A Drumhead Made of Crystal

At the heart of the work is a square membrane of cubic silicon carbide, only 50 nanometers thick but half a millimeter wide, stretched across a silicon frame like a microscopic drumhead. When this membrane vibrates, it supports many distinct patterns of motion, or “modes,” each at its own frequency, much like the overtones of a musical instrument. The researchers carefully measured 57 such modes using a laser vibrometer that detects motion by tracking tiny shifts in reflected light. Unlike an ideal, perfectly uniform drum, this crystal carries slightly different internal tensions along two perpendicular directions, a built-in stress imbalance that subtly reshapes and separates these vibration patterns.

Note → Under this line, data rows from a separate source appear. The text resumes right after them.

PR #649, opened 2018-02-16
[WIP] Middleware to sign transactions locally (continuation of #517)

dylanjw:
### What was wrong?

See https://github.com/ethereum/web3.py/pull/517

Finishing up work done in #517, by extending the tests and adding changes to conform to https://github.com/pipermerriam/ethereum-dev-tactical-manual.

This is work in progress.

#### Cute Animal Picture

Cute animal picture

### DIFF
--- a/tests/core/contracts/test_contract_constructor.py
+++ b/tests/core/contracts/test_contract_constructor.py
@@ -20,7 +20,7 @@ def test_contract_constructor_gas_estimate_no_constructor(MathContract):
     try:
         assert abs(gas_estimate - 167412) < 200  # Geth
     except AssertionError:
-        assert abs(gas_estimate - 200321) < 200  # eth-tester with py-evm
+        assert abs(gas_estimate - 177396) < 200  # eth-tester with py-evm
 
 
 def test_contract_constructor_gas_estimate_with_constructor_without_arguments(
@@ -29,7 +29,7 @@ def test_contract_constructor_gas_estimate_with_constructor_without_arguments(
     try:
         assert abs(gas_estimate - 43082) < 200  # Geth
     except AssertionError:
-        assert abs(gas_estimate - 85694) < 200  # eth-tester with py-evm
+        assert abs(gas_estimate - 61594) < 200  # eth-tester with py-evm
 
 
 @pytest.mark.parametrize(
@@ -50,7 +50,7 @@ def test_contract_constructor_gas_estimate_with_constructor_with_arguments(
     try:
         assert abs(gas_estimate - 78572) < 200  # Geth
     except AssertionError:
-        assert abs(gas_estimate - 112574) < 200  # eth-tester with py-evm
+        assert abs(gas_estimate - 89122) < 200  # eth-tester with py-evm
 
 
 def test_contract_constructor_gas_estimate_with_constructor_with_address_argument(
@@ -60,7 +60,7 @@ def test_contract_constructor_gas_estimate_with_constructor_with_address_argumen
     try:
         assert abs(gas_estimate - 50181) < 200  # Geth
     except AssertionError:
-        assert abs(gas_estimate - 95399) < 200  # eth-tester with py-evm
+        assert abs(gas_estimate - 66546) < 200  # eth-tester with py-evm
 
 
 def test_contract_constructor_transact_no_constructor(web3, MathContract, MATH_RUNTIME):
--- a/tests/core/contracts/test_contract_constructor.py
+++ b/tests/core/contracts/test_contract_constructor.py
@@ -15,21 +15,26 @@ def test_contract_constructor_abi_encoding_with_no_constructor_fn(MathContract, 
     assert deploy_data == MATH_CODE
 
 
-def test_contract_constructor_gas_estimate_no_constructor(MathContract):
+def test_contract_constructor_gas_estimate_no_constructor(web3, MathContract):
     gas_estimate = MathContract.constructor().estimateGas()
-    try:
-        assert abs(gas_estimate - 167412) < 200  # Geth
-    except AssertionError:
-        assert abs(gas_estimate - 177396) < 200  # eth-tester with py-evm
+
+    deploy_txn = MathContract.constructor().transact()
+    txn_receipt = web3.eth.waitForTransactionReceipt(deploy_txn)
+    gas_used = txn_receipt.get('gasUsed')
+
+    assert abs(gas_estimate - gas_used) < 21000
 
 
 def test_contract_constructor_gas_estimate_with_constructor_without_arguments(
+        web3,
         SimpleConstructorContract):
     gas_estimate = SimpleConstructorContract.constructor().estimateGas()
-    try:
-        assert abs(gas_estimate - 43082) < 200  # Geth
-    except AssertionError:
-        assert abs(gas_estimate - 61594) < 200  # eth-tester with py-evm
+
+    deploy_txn = SimpleConstructorContract.constructor().transact()
+    txn_receipt = web3.eth.waitForTransactionReceipt(deploy_txn)
+    gas_used = txn_receipt.get('gasUsed')
+
+    assert abs(gas_estimate - gas_used) < 21000
 
 
 @pytest.mark.parametrize(
@@ -42,25 +47,33 @@ def test_contract_constructor_gas_estimate_with_constructor_without_arguments(
     ),
 )
 def test_contract_constructor_gas_estimate_with_constructor_with_arguments(
+        web3,
         WithConstructorArgumentsContract,
         constructor_args,
         constructor_kwargs):
     gas_estimate = WithConstructorArgumentsContract.constructor(
         *constructor_args, **constructor_kwargs).estimateGas()
-    try:
-        assert abs(gas_estimate - 78572) < 200  # Geth
-    except AssertionError:
-        assert abs(gas_estimate - 89122) < 200  # eth-tester with py-evm
+
+    deploy_txn = WithConstructorArgumentsContract.constructor(
+        *constructor_args, **constructor_kwargs).transact()
+    txn_receipt = web3.eth.waitForTransactionReceipt(deploy_txn)
+    gas_used = txn_receipt.get('gasUsed')
+
+    assert abs(gas_estimate - gas_used) < 21000
 
 
 def test_contract_constructor_gas_estimate_with_constructor_with_address_argument(
+        web3,
         WithConstructorAddressArgumentsContract):
     gas_estimate = WithConstructorAddressArgumentsContract.constructor(
         "0x16D9983245De15E7A9A73bC586E01FF6E08dE737").estimateGas()
-    try:
-        assert abs(gas_estimate - 50181) < 200  # Geth
-    except AssertionError:
-        assert abs(gas_estimate - 66546) < 200  # eth-tester with py-evm
+
+    deploy_txn = WithConstructorAddressArgumentsContract.constructor(
+        "0x16D9983245De15E7A9A73bC586E01FF6E08dE737").transact()
+    txn_receipt = web3.eth.waitForTransactionReceipt(deploy_txn)
+    gas_used = txn_receipt.get('gasUsed')
+
+    assert abs(gas_estimate - gas_used) < 21000
 
 
 def test_contract_constructor_transact_no_constructor(web3, MathContract, MATH_RUNTIME):
--- a/tests/core/middleware/test_transaction_signing.py
+++ b/tests/core/middleware/test_transaction_signing.py
@@ -96,53 +96,38 @@ def w3_dummy(w3_base, result_generator_middleware):
 
 
 @pytest.mark.parametrize(
-    'method,strict_account_matching,key_object,from_,expected',
+    'method,key_object,from_,expected',
     (
-        ('eth_sendTransaction', True, SAME_KEY_MIXED_TYPE, ADDRESS_1, 'eth_sendRawTransaction'),
-        ('eth_sendTransaction', True, SAME_KEY_MIXED_TYPE, ADDRESS_2, ValueError),
-        ('eth_sendTransaction', False, SAME_KEY_MIXED_TYPE, ADDRESS_2, NotImplementedError),
-        ('eth_sendTransaction', False, SAME_KEY_MIXED_TYPE, ADDRESS_1, 'eth_sendRawTransaction'),
-        ('eth_sendTransaction', True, MIXED_KEY_MIXED_TYPE, ADDRESS_1, 'eth_sendRawTransaction'),
-        ('eth_sendTransaction', True, MIXED_KEY_MIXED_TYPE, ADDRESS_2, 'eth_sendRawTransaction'),
-        ('eth_sendTransaction', False, MIXED_KEY_MIXED_TYPE, ADDRESS_2, 'eth_sendRawTransaction'),
-        ('eth_sendTransaction', False, MIXED_KEY_MIXED_TYPE, ADDRESS_1, 'eth_sendRawTransaction'),
-        ('eth_sendTransaction', True, SAME_KEY_SAME_TYPE, ADDRESS_1, 'eth_sendRawTransaction'),
-        ('eth_sendTransaction', True, SAME_KEY_SAME_TYPE, ADDRESS_2, ValueError),
-        ('eth_sendTransaction', False, SAME_KEY_SAME_TYPE, ADDRESS_2, NotImplementedError),
-        ('eth_sendTransaction', False, SAME_KEY_SAME_TYPE, ADDRESS_1, 'eth_sendRawTransaction'),
-        ('eth_sendTransaction', True, MIXED_KEY_SAME_TYPE, ADDRESS_1, 'eth_sendRawTransaction'),
-        ('eth_sendTransaction', True, MIXED_KEY_SAME_TYPE, ADDRESS_2, 'eth_sendRawTransaction'),
-        ('eth_sendTransaction', False, MIXED_KEY_SAME_TYPE, ADDRESS_2, 'eth_sendRawTransaction'),
-        ('eth_sendTransaction', False, MIXED_KEY_SAME_TYPE, ADDRESS_1, 'eth_sendRawTransaction'),
-        ('eth_sendTransaction', False, SAME_KEY_MIXED_TYPE[0], ADDRESS_1, 'eth_sendRawTransaction'),
-        ('eth_sendTransaction', False, SAME_KEY_MIXED_TYPE[1], ADDRESS_1, 'eth_sendRawTransaction'),
-        ('eth_sendTransaction', False, SAME_KEY_MIXED_TYPE[2], ADDRESS_1, 'eth_sendRawTransaction'),
-        ('eth_sendTransaction', False, SAME_KEY_MIXED_TYPE[3], ADDRESS_1, 'eth_sendRawTransaction'),
-        ('eth_sendTransaction', False, SAME_KEY_MIXED_TYPE[4], ADDRESS_1, 'eth_sendRawTransaction'),
-        ('eth_sendTransaction', False, SAME_KEY_MIXED_TYPE[0], ADDRESS_2, NotImplementedError),
-        ('eth_sendTransaction', False, SAME_KEY_MIXED_TYPE[1], ADDRESS_2, NotImplementedError),
-        ('eth_sendTransaction', False, SAME_KEY_MIXED_TYPE[2], ADDRESS_2, NotImplementedError),
-        ('eth_sendTransaction', False, SAME_KEY_MIXED_TYPE[3], ADDRESS_2, NotImplementedError),
-        ('eth_sendTransaction', False, SAME_KEY_MIXED_TYPE[4], ADDRESS_2, NotImplementedError),
-        ('eth_sendTransaction', True, SAME_KEY_MIXED_TYPE[0], ADDRESS_2, ValueError),
-        ('eth_sendTransaction', True, SAME_KEY_MIXED_TYPE[1], ADDRESS_2, ValueError),
-        ('eth_sendTransaction', True, SAME_KEY_MIXED_TYPE[2], ADDRESS_2, ValueError),
-        ('eth_sendTransaction', True, SAME_KEY_MIXED_TYPE[3], ADDRESS_2, ValueError),
-        ('eth_sendTransaction', True, SAME_KEY_MIXED_TYPE[4], ADDRESS_2, ValueError),
-        ('eth_call', True, MIXED_KEY_MIXED_TYPE, ADDRESS_1, NotImplementedError),
-        ('eth_call', False, MIXED_KEY_MIXED_TYPE, ADDRESS_1, NotImplementedError),
+        ('eth_sendTransaction', SAME_KEY_MIXED_TYPE, ADDRESS_2, NotImplementedError),
+        ('eth_sendTransaction', SAME_KEY_MIXED_TYPE, ADDRESS_1, 'eth_sendRawTransaction'),
+        ('eth_sendTransaction', MIXED_KEY_MIXED_TYPE, ADDRESS_2, 'eth_sendRawTransaction'),
+        ('eth_sendTransaction', MIXED_KEY_MIXED_TYPE, ADDRESS_1, 'eth_sendRawTransaction'),
+        ('eth_sendTransaction', SAME_KEY_SAME_TYPE, ADDRESS_2, NotImplementedError),
+        ('eth_sendTransaction', SAME_KEY_SAME_TYPE, ADDRESS_1, 'eth_sendRawTransaction'),
+        ('eth_sendTransaction', MIXED_KEY_SAME_TYPE, ADDRESS_2, 'eth_sendRawTransaction'),
+        ('eth_sendTransaction', MIXED_KEY_SAME_TYPE, ADDRESS_1, 'eth_sendRawTransaction'),
+        ('eth_sendTransaction', SAME_KEY_MIXED_TYPE[0], ADDRESS_1, 'eth_sendRawTransaction'),
+        ('eth_sendTransaction', SAME_KEY_MIXED_TYPE[1], ADDRESS_1, 'eth_sendRawTransaction'),
+        ('eth_sendTransaction', SAME_KEY_MIXED_TYPE[2], ADDRESS_1, 'eth_sendRawTransaction'),
+        ('eth_sendTransaction', SAME_KEY_MIXED_TYPE[3], ADDRESS_1, 'eth_sendRawTransaction'),
+        ('eth_sendTransaction', SAME_KEY_MIXED_TYPE[4], ADDRESS_1, 'eth_sendRawTransaction'),
+        ('eth_sendTransaction', SAME_KEY_MIXED_TYPE[0], ADDRESS_2, NotImplementedError),
+        ('eth_sendTransaction', SAME_KEY_MIXED_TYPE[1], ADDRESS_2, NotImplementedError),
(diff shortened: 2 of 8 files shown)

Turning Stress into a Precision Tool

In a perfectly even membrane, some vibration patterns would naturally share the same frequency even though their shapes differ. This degeneracy can be a problem when trying to couple many modes to the same electromagnetic cavity, because often only one of the identical-frequency partners interacts strongly. Here, the team shows that a controlled imbalance of tension along two directions breaks this degeneracy in a useful way. They derive a simple formula that links each mode’s frequency to the stresses along the horizontal and vertical axes, then fit it to their measurements of all 57 modes. This global fit reveals that the tension differs by only a few megapascals between directions, and they can resolve this difference to within about 0.35 megapascals—far more precisely than common stress-measurement tools such as X-ray or Raman methods. At the same time, the stress pattern reshapes pairs of modes so that both partners now have strong motion at the center of the membrane, making them equally accessible to a single cavity.

Building an Ultra-Stable Vibrational Circuit

To harness these modes as information carriers, the membrane is integrated into a three-dimensional aluminum microwave cavity, forming a compact electromechanical circuit cooled to just 10 millikelvin. A thin metal coating turns the membrane into part of a capacitor whose spacing changes as the membrane moves, allowing microwaves in the cavity to sense and drive its motion. Using carefully timed microwave pulses, the authors observe how the vibration of two near-degenerate modes decays in time and how their thermally excited motion appears in the noise spectrum. They find astonishingly high quality factors, up to about one hundred million, meaning the vibrations persist for tens of seconds before losing their energy. Such long lifetimes are rare for micro- and nanoscale mechanical devices and are aided by both the high built-in stress, which dilutes losses, and the excellent thermal properties of silicon carbide at very low temperatures.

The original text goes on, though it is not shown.